____________________
Education
Math prof awarded Killam Research Fellowship
Kingston - Queen’s Mathematics and Statistics professor David Thomson is among nine outstanding Canadian scientists and scholars to be named a new Killam Research Fellow for 2009.
The fellowship, valued at $140,000, is among Canada’s most distinguished research awards.
Canada Research Chair in Statistics and Signal Processing, Dr. Thomson has focused his work at Queen’s on climate analysis, global warming, and space physics. His goal during the two-year fellowship will be to identify solar gravity or "g-modes” using space physics data. These obscure solar modes are important for both scientific and practical reasons, he notes.
Identifying the modes and precisely determining their frequencies is the only known way to determine conditions in the Sun’s core. “Until we know this, our ability to predict climate is greatly limited,” says Dr.

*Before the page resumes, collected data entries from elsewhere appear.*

PR #5691, opened 2023-10-04
Resolve: Add save current file button + "Save" shortcut when menu is active

### LINKED ISSUE #5684: Enhancement: Resolve allow to easily 'save current file' without incrementing

- [X] I have searched the existing issues.

### Please describe the feature you have in mind and explain what the current shortcomings are?

A downside of Resolve is that it works with a database of projects locally instead of just a project file. The OpenPype integration's workfiles works around that by working with Project exports to `.drp` files upon saving/loading with the workfiles tool.

Unfortunately, due to that design, whenever pressing CTRL+S inside the host you aren't actually saving into the project's Workfile `.drp` but into Resolve's database local to your machine.

The Work Files tool only allows to save into a new version. As such there's no OpenPype way to save into the existing version in the project (unless a user would manually do "Export Project" on top of that file using `File > Export Project (CTRL+E)`.

### How would you imagine the implementation of the feature?

I am not sure what the _best_ way would be that would make this feel super native to Resolve itself - preferably clicking CTRL+S would just saving into the workfile's `.drp` as fluently as possible.

I've thought of:

- Add a "Save current file" to the pop-up OpenPype menu which does not increment but just re-exports into the current project name. This is likely the easiest to implement.
- See if there's any way we can listen to "Save callbacks/events" in Resolve so that we can trigger the re-export on CTRL+S. For this we'd need to be able to connect to Resolve callbacks/events which hasn't been done yet and likely isn't trivial (looking at e.g. Fusion it might involve quite a bit of code.

- [X] I have added the relevant labels to the enhancement request.

### Describe alternatives you've considered:

n/a

### Additional context:

_No response_

[cuID:[OP-7101](https://app.clickup.com/t/86bw4gg4g)]

BigRoy:
## Changelog Description

Adds a "Save current file" to the OpenPype menu.

Also adds a "Save" shortcut key sequence (CTRL+S on Windows) to the button, so that clicking CTRL+S when the menu is active will save the current workfile. However this of course does not work if the menu does not receive the key press event (e.g. when Resolve UI is active instead)

Resolves #5684 

## Additional info

image

> A downside of Resolve is that it works with a database of projects locally instead of just a project file. The OpenPype integration's workfiles works around that by working with Project exports to .drp files upon saving/loading with the workfiles tool.
> 
> Unfortunately, due to that design, whenever pressing CTRL+S inside the host you aren't actually saving into the project's Workfile .drp but into Resolve's database local to your machine.

As such, this PR solves that by adding a Save current file button.

## Testing notes:

1. Use OpenPype menu in Resolve
2. Trigger Save Current File


Minkiu (approved):

openpype/hosts/resolve/api/menu.py
```diff
@@ -111,6 +119,15 @@ def __init__(self, *args, **kwargs):
         # reset_resolution_btn.clicked.connect(self.on_set_resolution_clicked)
         experimental_btn.clicked.connect(self.on_experimental_clicked)
 
+    def on_save_current_clicked(self):
+        host = registered_host()
+        current_file = host.current_file()
+        if not current_file:
```
Minkiu, line 125: Maybe this check could be done in the UI building and disable the button altogether

BigRoy: It's tricky that there's no callbacks coming from Resolve currently and the UI is intended to remain open over time - so it'd be hard to detect when to disable/enable the button unfortunately. It would definitely have been nicer :)

But if we have _save callbacks_ we could always then start sneaking in the "save current file" logic there so it also always exports to the project. Making the button redundant. But alas, we're not there yet.

jakubjezek001 (approved):
It works well, but UX wise it might be confusing for some and it would be good to implement some warning for cases described here  https://github.com/ynput/OpenPype/pull/5691/files#r1373359414

openpype/hosts/resolve/api/menu.py
BigRoy: @jakubjezek001 could you try again to see if it's better now?

jakubjezek001 (approved):
LGTM! thanks @BigRoy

Thomson. “Thus, characterizing g-modes is becoming increasingly vital.” He and his students will attempt to identify the modes with new data analysis tools that they have developed using the different orbits of the ACE and Ulysses spacecraft.
Administered by the Canada Council for the Arts, Killam Research Fellowships allow Canada’s best scientists and scholars to devote two years to full-time research. Recipients are chosen by the Killam Selection Committee, which comprises 15 eminent scientists and scholars representing a broad range of disciplines. Queen’s has received a total of 45 Fellowships since the program’s inception in 1968.